Aim of the task:
In the entries below, spot each line with the word "what" and copy it.

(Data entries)
========================
PR #140, opened 2016-05-19
Add googlemaps3 clusterer properties

PeterTheOne:
Adds the following googlemaps3 clusterer properties:

    'gridSize': (number) The grid size of a cluster in pixels.
    'maxZoom': (number) The maximum zoom level that a marker can be part of a
        cluster.
    'zoomOnClick': (boolean) Whether the default behaviour of clicking on a
        cluster is to zoom into it.
    'averageCenter': (boolean) Wether the center of each cluster should be
        the average of all markers in the cluster.
    'minimumClusterSize': (number) The minimum number of markers to be in a
        cluster before the markers are hidden and a count
        is shown.

 – https://github.com/googlemaps/js-marker-clusterer/blob/gh-pages/src/markerclusterer.js#L41

They are all prefixed with "cluster" as in "clustergridsize", the default values are taken from [js-marker-clusterer](https://github.com/googlemaps/js-marker-clusterer) itself. Except clustermaxzoom that was set to null, has a default of 20. Before this change `averageCenter` was set to `true` statically and now is set to `false`, so this is a change of default behavior.

Usage:

    {{
    #display_map:0,0;1,1;1,0;0,1;5,5;6,6;5,6;2,0;2,1;-5,-5;-5,5;5,-5;-1,-1;-1,0;0,-1;10,10;-10,10;50,50;-50,50;50,-50;-50,-50;0,50;0,51;0,52
    | markercluster = true
    | clustergridsize = 120
    | clustermaxzoom = 20
    | clusterzoomonclick = true
    | clusteraveragecenter = true
    | clusterminsize = 2
    }}


JeroenDeDauw:
This is really cool, thanks for contributing. I'm wondering about the naming of the parameters. Perhaps separating the words with underscores is nicer for the user? Or perhaps just the `cluster` prefix? Not sure if underscore is the recommended separator. Thoughts @kghbln @mwjames?

kghbln:
I do not like underscores at all so ... I think these parameters are fine as they are. Probalby `clusterminimumclustersize` could be shortened to `clusterminsize` to avoid a "Getüm" while still keep the purpose intuitively comprehensible . ;)

PeterTheOne:
> Probalby clusterminimumclustersize could be shortened to clusterminsize

I agree, so I changed it in 9990fd46

PeterTheOne:
Should we set the default of `averageCenter` to `true` again, what do you think?

kghbln:
> Should we set the default of averageCenter to true again, what do you think?

I guess since it was already in there like this it should stay "true" for the wikis to avoid changing their current setup.

kghbln:
Since you are introducing new system messages you need to include them into "/i18n/en.json" and "/i18n.qqq.json", too. An example qqq entry will be
```"maps-googlemaps3-par-clustergridsize": "{{maps-par|googlemaps3|clustergridsize}}",```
========================
Solution below:
Should we set the default of `averageCenter` to `true` again, what do you think?
> Should we set the default of averageCenter to true again, what do you think?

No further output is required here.